5. I am shattered (and distracted; Murray is on) so apologies for any typos!
following on from people's advice on here, I did an overnight basal test last night, although not sure how useful the data is given my correctional before bed....
Hour -------Basal Rate ------- Reading
0-1am ------0.43 -------------11.7* ----> correction bolus of 4.9u
1-2am ------0.59
2-3am ------0.7 --------------9.3
3-4am ------1.1 --------------7.1
4-5am ------1.2 ------------- 10.9
5-6am ------1.2 ------------- 6.2
6-7am ------0.94 ------------- 5.0
7-8am ------0.79
8-9am ------0.6
9-10am -----0.8 ------------- 9.5 (pre-breakfast)
* I had eaten 2x Alpen light cereal bars and a Mullerlight yoghurt at 21.00 (36g CHO). my reading at that point was 5.6; I had a bolus of 4.4 in one standard dose (at that time of night I am on a 1:8 bolus ratio) and no correctional. Assumption: either 1)that cereals (as in oats, barley, bran etc) take longer to peak in my blood than other foods and I should therefore do a multiwave or 2)my bolus ratio is not right and I need to adjust to say 1:7. Questions: what do people think - is it likely to be 1 or 2? I'm leaning towards 2, however my concern is that a 1:6 ratio will be too much for 'simple' foods (like if I have a veg stiry fry, or just a yoghurt for dinner etc). If the solution is to have different bolus ratios for different foods, can can I work that on my Roche pump as my machine is set to different ratios according to time of day, not type of food?

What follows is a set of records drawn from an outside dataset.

Issue #8551, opened 2020-12-07
Encoding errors with Windows and non-ASCII chars in account name


melissa-barca:
### System details

    RStudio Edition : Desktop
    RStudio Version : 1.4.1081 (but also 1.3 and 1.2)
    OS Version      : Windows 10
    R Version       : 4.0.3

#### Python Repro
1. Create user with special characters in their name (e.g. Crème Brûlée)
2. Make sure Python is installed somewhere within the user's home directory. Navigate to Global Options >> Python and choose Select to find an interpreter. You'll see invalid characters
![image](https://user-images.githubusercontent.com/5323711/101382427-f2307580-3885-11eb-85a6-25776a9672c9.png)
3. Attempt to select an interpreter. You'll see an error message.
![image](https://user-images.githubusercontent.com/5323711/101382520-0f654400-3886-11eb-9d55-d9d8e08c1c56.png)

the above aside, this overnight test (as well as othes I did last week) show my DP rise occurrring beore the basal rate increase. So think I've got my head round this one: clearly i need to start the basal rate increase earleir than it currently is. I was thinking:
Hour------Basal Rate
1-2am---- 0.6
2-3am---- 0.9
3-4am---- 1.2
4-5am---- 1.2
5-6am---- 1.0
6-7am---- 0.94
7 onwards-- going back to rates above
Questions: what do people think of that? sensible?
Points to note:
1. I take ramipril at night before bed
2. I take levothyroxine in the morning when I wake up, before breakfast
3. I am quite insulon resistant so take slow release glucophage at dinner (between 18.00-21.00) eaach day
4. I am on slimming world as i am trying to lose weight (this is THE single most inflencing fator of my life, I have been struggling with this for the past 10 years). Currently on 'original' where there is a limit of the amount of CHO I can eat. Cereals eg are restricted to 35g a portion. So please bear with me if I can't follow any of your suggestions and come back asking for a different way round things!
5. I am shattered (and distracted; Murray is on) so apologies for any typos!